Yemeni children wait to fill their plastic containers with drinking water from a charity water tank in the ongoing water crisis in Sanaa, Yemen, on March 7, 2019. Yemen has suffered from grinding crisis of water after four years of deadly civil war. According to the UN, over 18 million Yemenis currently lack access to clean drinking water. (Xinhua/Mohamed al-Azaki)

by Mohamed al-Azaki

SANAA, March 7 (Xinhua) -- Yemen has suffered from grinding crisis of water after four years of deadly civil war. According to the UN, over 18 million Yemenis currently lack access to clean drinking water.

Charity water tanks are helpful for the residents on Wadi Ahmed outskirts in the north of the capital Sanaa, which contain clean water donated by rich Yemeni family.

"Generous and rich families now donate clean water. Some international aid agencies have provided some charity empty tanks but they did not continue to provide water," said Yahya al-Kudaymi, resident of Wadi Ahmed outskirts.

The war has destroyed all basic services, damaged water networks, electricity and sanitation system, and forced millions of children out of school. Tens of thousands of state employees have been unpaid for more than three years. Most of the capital residents relay mainly on charity's help.

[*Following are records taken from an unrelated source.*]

PR #3434, opened 2024-12-03
[ refactor ] Improve error handling in `Core`

### LINKED ISSUE #3427: Successful exit code after error in `--exec`

spcfox:
# Description

- Added utility functions to handle errors in `Core`.
- Added new error types: `NonZeroExitCode`, `SystemError`, `CodegenNotFound`, `UnsupportedOpertaion`.
- Added error handling in many places where they were ignored.
- All `coreLift_` calls replaced by explicit result processing.
- Removed `Maybe` from `compileExpr` and `incCompileFile` signatures. Instead of returning `Nothing`, `throw` is used. Earlier both variants were found in the code. Using `throw` allows you to pass a more clear error.
- fix #3427: the `--exec` command returns the program exit code. If several `--exec` options are passed, the result of the last execution will be returned.
- Removed `CompilationFailed` from `REPLResult`. More specific errors using `throw` are returned instead.

      `CONTRIBUTORS.md`).


src/Compiler/ES/Node.idr
```diff
@@ -54,8 +54,8 @@ compileExpr :
 compileExpr c s tmpDir outputDir tm outfile =
   do es <- compileToNode c s tm
      let out = outputDir </> outfile
-     Core.writeFile out es
-     coreLift_ $ chmodRaw out 0o755
+     writeFile out es
+     handleFileError out $ chmodRaw out 0o755
      pure (Just out)
```
gallais: This can never return `Nothing`, can it? So we may as well change the type (and it saves
us the boggy error handling in `executeExpr`).

src/Compiler/RefC/RefC.idr
```diff
@@ -979,45 +979,38 @@ generateCSourceFile defs outn =
...
      generateCSourceFile defs outn
-     Just _ <- compileCObjectFile outn outobj
-       | Nothing => pure Nothing
-     compileCFile outobj outexec
-
-compileExpr _ _ _ _ _ _ _ = pure Nothing
-
-
+     obj <- compileCObjectFile outn outobj
+     Just <$> compileCFile obj outexec
```
gallais: Same remark: why keep `Maybe` if we're only ever returning `Just`?

src/Compiler/Scheme/Gambit.idr
```diff
@@ -401,10 +400,8 @@ compileExpr c s tmpDir outputDir tm outfile
                  Nothing => gscBackend ++ ["-exe", "-cc-options", "-Wno-implicit-function-declaration", "-ld-options"] ++ libsfile
                  Just _ => ["-c"]
          let cmd = gsc ++ gscCompileOpts ++ ["-o", execPath, srcPath]
-         ok <- coreLift $ system cmd
-         if ok == 0
-            then pure (Just execPath)
-            else pure Nothing
+         safeSystem cmd
+         pure (Just execPath)
```
gallais: This is not logically equivalent. Why is it legitimate to drop the `Nothing` branch?

src/Compiler/Scheme/Racket.idr
```diff
@@ -455,23 +450,14 @@ compileExpr mkexec c s tmpDir outputDir tm outfile
...
-                    pure (Just outShRel)
-            else pure Nothing
+         when mkexec $ logTime 1 "Build racket" $
+             safeSystem $ raco ++ ["-o", outBinAbs, outRktAbs]
+
+         -- TODO: add launcher script
+         let outShRel = outputDir </> outfile
+         makeShPlatform isWindows (if mkexec then "" else racket ++ " ") outShRel appDirRel outRktFile
+         handleFileError outShRel $ chmodRaw outShRel 0o755
+         pure (Just outShRel)
```
gallais: Again we're also dropping the `Nothing` branch

src/Compiler/ES/Node.idr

When the tank trucks came, the residents rushed to racing for water. It usually takes some 15 minutes to empty the tanks. Residents should store some of their filled buckets for two to three days until other water trucks arrived.

Mohammed Salah, one of the water trucks' drivers on Wadi Ahmed outskirts, said that he had signed a contract with a local charity group for a one-month work to carry clean water to these tanks.

"Today is the last day of this contact deal, and as of tomorrow, I will not be able to provide water to these tanks. I urged charity organizations and groups to continue to help these poor neighborhoods," Salah said.

Charity works depend mainly on the availability of fuel. Sanaa, like other besieged cities in the country's north, faces fuel shortages every month because of the war and blockades.

"The cause of water crisis is the blockade which leads to fuel shortages and halt of electricity," said Abduljalil al-Kumaim, spokesperson of rebel-controlled water ministry.

The humanitarian situations have dramatically deteriorated since the war erupted in late 2014.

Prolonged fuel shortages in the local markets caused water pumps to stop and damaged large part of the agriculture sector.

The country also faces severe shortages in providing hard currency to import needy fuel as its banking system has collapsed because of the war.

The UN has asked for 4.2 billion U.S. dollars in aid to help to ease the humanitarian catastrophe in the country. Nearly the same number of more than 18 million Yemenis are on the brink of starvation.

UN Special Envoy to Yemen Martin Griffiths has been shuttling between the rebel Houthi movement in Sanaa and exiled government in Riyadh amid efforts to salvage the deal, which intended to clear the way for wider negotiations to end the devastating war.

However, there was no solution in sight to break the deadlock in Yemen's peace process. Millions of Yemenis are struggling as the conflict continues.